PR #2354, opened 2021-01-30
Explicit Para Lifecycle w/ Upgrades and Downgrades

shawntabrizi:
This PR introduces an explicit lifecycle tracking for paras within the `runtime_parachains::paras` module.

Changes to parachains are delayed by a session, and as such, tracking exactly what is happening to a Para ID was not very easy.

This introduces a new storage item `ParaLifecycles` which tracks the current lifecycle of any known Para Id. This replaces the `Parathreads` storage item since that data is now redundant.

The possible lifecycle states are as follows:

```
/// The possible states of a para, to take into account delayed lifecycle changes.
pub enum ParaLifecycle {
	/// Para is new and is onboarding as a Parathread.
	OnboardingAsParathread,
	/// Para is new and is onboarding as a Parachain.
	OnboardingAsParachain,
	/// Para is a Parathread.
	Parathread,
	/// Para is a Parachain.
	Parachain,
	/// Para is a Parathread which is upgrading to a Parachain.
	UpgradingToParachain,
	/// Para is a Parachain which is downgrading to a Parathread.
	DowngradingToParathread,
	/// Parachain is being offboarded.
	OutgoingParathread,
	/// Parachain is being offboarded.
	OutgoingParachain,
}
```

Additionally, this PR introduces the workflow for upgrading a parathread into a parachain, and downgrading a parachain into a parathread.

This will be used for both the Slots/Auction module (which will perform upgrades/downgrades based on parachain auctions and offboarding slots), and also for swaps between parachains and parathreads.

### DIFF
--- a/roadmap/implementers-guide/src/runtime/paras.md
+++ b/roadmap/implementers-guide/src/runtime/paras.md
@@ -200,7 +200,8 @@ UpcomingDowngrades: Vec<ParaId>;
 * `lifecycle(ParaId) -> Option<ParaLifecycle>`: Return the `ParaLifecycle` of a para.
 * `is_parachain(ParaId) -> bool`: Returns true if the para ID references any live parachain, including
   those which may be transitioning to a parathread in the future.
-* `is_parathread(ParaId) -> bool`: Returns true if the para ID references any live parathread, including those which may be transitioning to a parachain in the future.
+* `is_parathread(ParaId) -> bool`: Returns true if the para ID references any live parathread,
+  including those which may be transitioning to a parachain in the future.
 * `is_valid_para(ParaId) -> bool`: Returns true if the para ID references either a live parathread
   or live parachain.
 * `last_code_upgrade(id: ParaId, include_future: bool) -> Option<BlockNumber>`: The block number of
--- a/roadmap/implementers-guide/src/runtime/paras.md
+++ b/roadmap/implementers-guide/src/runtime/paras.md
@@ -182,9 +182,9 @@ UpcomingDowngrades: Vec<ParaId>;
   session. Noop if para is already registered in the system with some `ParaLifecycle`.
 * `schedule_para_cleanup(ParaId)`: Schedule a para to be cleaned up at the next session.
 * `schedule_parathread_upgrade(ParaId)`: Schedule a parathread to be upgraded to a parachain. Noop
-  if `ParaLifecycle` is not `Parachain`.
+  if `ParaLifecycle` is not `Parathread`.
 * `schedule_parachain_downgrade(ParaId)`: Schedule a parachain to be downgraded to a parathread.
-  Noop if `ParaLifecycle` is not `Parachain`. `ParaLifecycle` is not `Parathread`.
+  Noop if `ParaLifecycle` is not `Parachain`.
 * `schedule_code_upgrade(ParaId, ValidationCode, expected_at: BlockNumber)`: Schedule a future code
   upgrade of the given parachain, to be applied after inclusion of a block of the same parachain
   executed in the context of a relay-chain block with number >= `expected_at`.
--- a/roadmap/implementers-guide/src/runtime/paras.md
+++ b/roadmap/implementers-guide/src/runtime/paras.md
@@ -56,10 +56,8 @@ struct ParaGenesisArgs {
 
 /// The possible states of a para, to take into account delayed lifecycle changes.
 pub enum ParaLifecycle {
-  /// Para is new and is onboarding as a Parathread.
-  OnboardingAsParathread,
-  /// Para is new and is onboarding as a Parachain.
-  OnboardingAsParachain,
+  /// A Para is new and is onboarding.
+  Onboarding,
   /// Para is a Parathread.
   Parathread,
   /// Para is a Parachain.
@@ -87,10 +85,10 @@ None                 Parathread                  Parachain
  |    (Session Delay)     |                          |
  |                        |                          |
  +----------------------->+                          |
- | OnboardingAsParathread |                          |
+ |       Onboarding       |                          |
  |                        |                          |
  +-------------------------------------------------->+
- | OnboardingAsParachain  |                          |
+ |       Onboarding       |                          |
  |                        |                          |
  |                        +------------------------->+
  |                        |  UpgradingToParachain    |
--- a/roadmap/implementers-guide/src/runtime/paras.md
+++ b/roadmap/implementers-guide/src/runtime/paras.md
@@ -1,8 +1,12 @@
 # Paras Module
 
-The Paras module is responsible for storing information on parachains and parathreads. Registered parachains and parathreads cannot change except at session boundaries. This is primarily to ensure that the number of bits required for the availability bitfields does not change except at session boundaries.
+The Paras module is responsible for storing information on parachains and parathreads. Registered
+parachains and parathreads cannot change except at session boundaries. This is primarily to ensure
+that the number of bits required for the availability bitfields does not change except at session
+boundaries.
 
-It's also responsible for managing parachain validation code upgrades as well as maintaining availability of old parachain code and its pruning.
+It's also responsible for managing parachain validation code upgrades as well as maintaining
+availability of old parachain code and its pruning.
 
 ## Storage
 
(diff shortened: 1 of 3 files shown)


runtime/parachains/src/paras.rs
```diff
@@ -412,6 +447,12 @@ impl<T: Config> Module<T> {
 			return weight;
 		}
 
+		if genesis.parachain {
```
rphmeier, line 450: We might want to check if `ParaLifecycles::contains(&id)` first here.

rphmeier (commented):
Looks fine but needs a guide change.

runtime/parachains/src/paras.rs
rphmeier: We don't do it now, and I think that's because we have an assumption that the callers of these functions don't double-register. I think that'd be a reasonable assumption to maintain, but we should document that.

shawntabrizi:
This should be ready to review

runtime/parachains/src/paras.rs
```diff
@@ -408,40 +555,128 @@ impl<T: Config> Module<T> {
...
 		UpcomingParasGenesis::insert(&id, &genesis);
+		weight = weight.saturating_add(T::DbWeight::get().writes(2));
 
-		T::DbWeight::get().reads_writes(1, 2)
+		weight
 	}
 
 	/// Schedule a para to be cleaned up at the start of the next session.
+	///
+	/// Noop if para is transitioning or already outgoing.
```
rphmeier, line 576: Can a chain avoid being cleaned up (e.g. by the auctions system) by sneakily triggering a downgrade right before the cleanup is scheduled? As their `ParaLifecycle` would be `Downgrading`.

I think that a) they can, but b) it's not a big deal, since we expect that the auctions system would trigger upgrades and downgrades on behalf of paras. Although swaps could be used to get around that:
  * Para A's slot is almost up
  * Para A and Para B decide to swap
  * A = Downgrading, B = Upgrading
  * Auctions triggers downgrade of A, which is already downgrading so no-op
  * B stays as a parachain

As long as we intermediate swaps through the auctions module, this also can be prevented

shawntabrizi: I think this is a good point, i see no reason not to allow clean up of a parachain that may be transitioning.

It would be the more "safe" thing to do

shawntabrizi: Yeah, these kinds of issues would be exactly why explicit lifecycles are needed. I think as long as the downstream pallets call the lifecycle check, we should be free of issues, but I am open to making this function more on the "safe side" and have it also switch a transitioning chain to outgoing.

roadmap/implementers-guide/src/runtime/paras.md
```diff
@@ -49,15 +53,69 @@ struct ParaGenesisArgs {
   /// True if parachain, false if parathread.
   parachain: bool,
 }
+
+/// The possible states of a para, to take into account delayed lifecycle changes.
+pub enum ParaLifecycle {
+  /// Para is new and is onboarding as a Parathread.
+  OnboardingAsParathread,
```
gavofyork, line 60: is it really worth complicating things by enabling onboarding directly to parachain? i expect that 99% of the time, teams will onboard to parathread, upgrade to parachain, downgrade to parathread and deregister the parathread. i very much doubt there will be any need (or much desire) for `OnboardingAsParachain` or `OutgoingParathread` states.

roadmap/implementers-guide/src/runtime/paras.md
```diff
@@ -1,12 +1,16 @@
 # Paras Module
 
-The Paras module is responsible for storing information on parachains and parathreads. Registered parachains and parathreads cannot change except at session boundaries. This is primarily to ensure that the number of bits required for the availability bitfields does not change except at session boundaries.
+The Paras module is responsible for storing information on parachains and parathreads. Registered
+parachains and parathreads cannot change except at session boundaries. This is primarily to ensure
+that the number of bits required for the availability bitfields does not change except at session
```
gavofyork, line 5: why would the number of bitys alter when upgrading/downgrading between parthread and parachain?

gavofyork (approved):
Seems ok. Would be nice to revisit at a later stage when we're thinking about more exotic scheduling systems (e.g. static slot scheduling where two or more parachains occupy slots in a fixed and repetitive pattern).

gavofyork:
Would it be convenient to build in parachain/thread swap logic in here now?

rphmeier:
> Would it be convenient to build in parachain/thread swap logic in here now?

@gavofyork In a way, that could be done already with the higher-level code (slots) triggering a downgrade of one and an upgrade of the other.

shawntabrizi:
@rphmeier @gavofyork yeah, this is what I did in Registrar. A swap is just a scheduled upgrade and downgrade. I think that is granular enough.

roadmap/implementers-guide/src/runtime/paras.md
shawntabrizi: This pallet has no such restrictions with the onboarding story. Those limitations will be imposed by the Registrar pallet.

rphmeier: @gavofyork It'd be helpful for testing / Rococo where we onboard teams as parachains. Otherwise, I'd request that this PR come with a change to the `ProposeParachain` pallet to onboard proposals as parathreads first.

roadmap/implementers-guide/src/runtime/paras.md
rphmeier: Every availability core gets its own bit in the bitfield. Parathreads are multiplexed over a fixed number of cores (configured per-session), whereas Parachains each get their own dedicated core. Upgrading from parathread to parachain would alter the amount of availability cores, which would alter the division of validators into groups, which could lead to consensus issues across forks.

roadmap/implementers-guide/src/runtime/paras.md
gavofyork: > This pallet has no such restrictions with the onboarding story. Those limitations will be imposed by the Registrar pallet.

Yeah, but the extra two enum items and the logic that is needed to handle them complicate things, and I don't think they're going to be needed in reality (except, apparently, for testing & Rococo).

shawntabrizi: I could also imagine direct parachain registration outside of the registrar module for system level parachains. Having the API handle that kind of scneario through root calls for example sounds relevant to me...

Please tell me if you feel strongly here, I will happily oblige, but I have made changes in this pallet independent of any parachain onboarding story we have. More as a general API backend.

roadmap/implementers-guide/src/runtime/paras.md
gavofyork, line 5:
```suggestion
that the number and meaning of bits required for the availability bitfields does not change except at session
```

roadmap/implementers-guide/src/runtime/paras.md
gavofyork: I have no burning desire to changes things *right now*, however when we eventually add a new kind of para (or two), this enum will quickly become unwieldy if the model of switching directly between any kind of para (or no para) persists, so I view a parathread-centric transition model to be the only way forward long-term.

roadmap/implementers-guide/src/runtime/paras.md
```diff
@@ -83,38 +141,73 @@ FutureCodeUpgrades: map ParaId => Option<BlockNumber>;
...
-* `is_parathread(ParaId) -> bool`: Returns true if the para ID references any live parathread.
-* `is_valid_para(ParaId) -> bool`: Returns true if the para ID references either a live parathread or live parachain.
-
-* `last_code_upgrade(id: ParaId, include_future: bool) -> Option<BlockNumber>`: The block number of the last scheduled upgrade of the requested para. Includes future upgrades if the flag is set. This is the `expected_at` number, not the `activated_at` number.
-* `persisted_validation_data(id: ParaId) -> Option<PersistedValidationData>`: Get the PersistedValidationData of the given para, assuming the context is the parent block. Returns `None` if the para is not known.
+* `schedule_para_initialize(ParaId, ParaGenesisArgs)`: Schedule a para to be initialized at the next
+  session. Noop if para is already registered in the system with some `ParaLifecycle`.
+* `schedule_para_cleanup(ParaId)`: Schedule a para to be cleaned up at the next session.
+* `schedule_parathread_upgrade(ParaId)`: Schedule a parathread to be upgraded to a parachain. Noop
+  if `ParaLifecycle` is not `Parachain`.
```
gavofyork, line 185:
```suggestion
  if `ParaLifecycle` is not `Parathread`.
```

roadmap/implementers-guide/src/runtime/paras.md
```diff
@@ -83,38 +141,73 @@ FutureCodeUpgrades: map ParaId => Option<BlockNumber>;
...
+* `schedule_parachain_downgrade(ParaId)`: Schedule a parachain to be downgraded to a parathread.
+  Noop if `ParaLifecycle` is not `Parachain`. `ParaLifecycle` is not `Parathread`.
```
gavofyork, line 187:
```suggestion
  Noop if `ParaLifecycle` is not `Parachain`. `ParaLifecycle` is not `Parachain`.
```

roadmap/implementers-guide/src/runtime/paras.md
```diff
@@ -83,38 +141,73 @@ FutureCodeUpgrades: map ParaId => Option<BlockNumber>;
...
+  where the new head was executed in the context of a relay-chain block with given number. This will
+  apply pending code upgrades based on the block number provided.
+* `validation_code_at(ParaId, at: BlockNumber, assume_intermediate: Option<BlockNumber>)`: Fetches
+  the validation code to be used when validating a block in the context of the given relay-chain
+  height. A second block number parameter may be used to tell the lookup to proceed as if an
+  intermediate parablock has been included at the given relay-chain height. This may return past,
+  current, or (with certain choices of `assume_intermediate`) future code. `assume_intermediate`, if
+  provided, must be before `at`. If the validation code has been pruned, this will return `None`.
+* `lifecycle(ParaId) -> Option<ParaLifecycle>`: Return the `ParaLifecycle` of a para.
+* `is_parachain(ParaId) -> bool`: Returns true if the para ID references any live parachain, including those which may be transitioning to a parathread in the future.
```
gavofyork, line 201:
```suggestion
* `is_parachain(ParaId) -> bool`: Returns true if the para ID references any live parachain, including
  those which may be transitioning to a parathread in the future.
```

roadmap/implementers-guide/src/runtime/paras.md
```diff
@@ -83,38 +141,73 @@ FutureCodeUpgrades: map ParaId => Option<BlockNumber>;
...
+* `is_parathread(ParaId) -> bool`: Returns true if the para ID references any live parathread, including those which may be transitioning to a parachain in the future.
```
gavofyork, line 203:
```suggestion
* `is_parathread(ParaId) -> bool`: Returns true if the para ID references any live parathread,
  including those which may be transitioning to a parachain in the future.
```

runtime/parachains/src/paras.rs
```diff
@@ -92,6 +92,73 @@ enum UseCodeAt<N> {
...
+	OnboardingAsParachain,
+	/// Para is a Parathread.
+	Parathread,
+	/// Para is a Parachain.
+	Parachain,
+	/// Para is a Parathread which is upgrading to a Parachain.
+	UpgradingToParachain,
+	/// Para is a Parachain which is downgrading to a Parathread.
+	DowngradingToParathread,
+	/// Parachain is being offboarded.
```
gavofyork, line 110:
```suggestion
	/// Parathread is being offboarded.
```

runtime/parachains/src/paras.rs
```diff
@@ -92,6 +92,73 @@ enum UseCodeAt<N> {
...
+	OutgoingParathread,
+	/// Parathread is being offboarded.
```
gavofyork, line 112:
```suggestion
	/// Parachain is being offboarded.
```

roadmap/implementers-guide/src/runtime/paras.md
```diff
@@ -49,15 +53,69 @@ struct ParaGenesisArgs {
...
+  OnboardingAsParachain,
+  /// Para is a Parathread.
+  Parathread,
+  /// Para is a Parachain.
+  Parachain,
+  /// Para is a Parathread which is upgrading to a Parachain.
+  UpgradingToParachain,
+  /// Para is a Parachain which is downgrading to a Parathread.
+  DowngradingToParathread,
+  /// Parachain is being offboarded.
```
gavofyork, line 71:
```suggestion
  /// Parathread is being offboarded.
```

roadmap/implementers-guide/src/runtime/paras.md
```diff
@@ -49,15 +53,69 @@ struct ParaGenesisArgs {
...
+  OutgoingParathread,
+  /// Parathread is being offboarded.
```
gavofyork, line 73:
```suggestion
  /// Parachain is being offboarded.
```

runtime/parachains/src/paras.rs
```diff
@@ -300,21 +366,68 @@ impl<T: Config> Module<T> {
 	fn apply_incoming(parachains: &mut Vec<ParaId>) {
 		let upcoming = <Self as Store>::UpcomingParas::take();
 		for upcoming_para in upcoming {
+			let state = match ParaLifecycles::get(&upcoming_para) {
+				Some(ParaLifecycle::OnboardingAsParachain) => ParaLifecycle::OnboardingAsParachain,
+				Some(ParaLifecycle::OnboardingAsParathread) => ParaLifecycle::OnboardingAsParathread,
+				_ => continue,
+			};
+
 			let genesis_data = match <Self as Store>::UpcomingParasGenesis::take(&upcoming_para) {
```
gavofyork, line 375: why is the information contained in here being duplicated in `ParaLifecycle`? Why not collapse both onboarding enum items into just `ParaLifecycle::Onboarding` and let `UpcomingParasGenesis` determine whether it is a parachain/parathread?

roadmap/implementers-guide/src/runtime/paras.md
rphmeier: @gavofyork That's reasonable, especially as you mention other ways that parachains might share cores in the future. However, anything we do there would need to come with significant changes in the `Scheduler` module.

rphmeier (approved):

runtime/parachains/src/paras.rs
```diff
@@ -52,6 +52,9 @@ pub trait Config: frame_system::Config + configuration::Config {
 		+ Into<result::Result<Origin, <Self as Config>::Origin>>;
 }
 
+// Wait until the session index is 2 larger then the current index to apply any changes.
+const SESSION_DELAY: SessionIndex = 2;
```
rphmeier: Can you add some elaboration here or link to somewhere that does elaborate more?

shawntabrizi: targeting this for another PR

runtime/parachains/src/paras.rs
shawntabrizi: I have collapsed the onboarding state 👍

shawntabrizi:
There is more that needs to be updated in future PRs, but this is a reasonable checkpoint i think for the direction we are headed.

Some more notes on what is next here: https://hackmd.io/XDkKzaYMSYumhNWzRMEvCQ

rphmeier (approved):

## TASK OBJECTIVE
Search the data for the string "given" and copy every line where it appears.

## TASK ANSWER
   upgrade of the given parachain, to be applied after inclusion of a block of the same parachain
-* `persisted_validation_data(id: ParaId) -> Option<PersistedValidationData>`: Get the PersistedValidationData of the given para, assuming the context is the parent block. Returns `None` if the para is not known.
+  where the new head was executed in the context of a relay-chain block with given number. This will
+  the validation code to be used when validating a block in the context of the given relay-chain
+  intermediate parablock has been included at the given relay-chain height. This may return past,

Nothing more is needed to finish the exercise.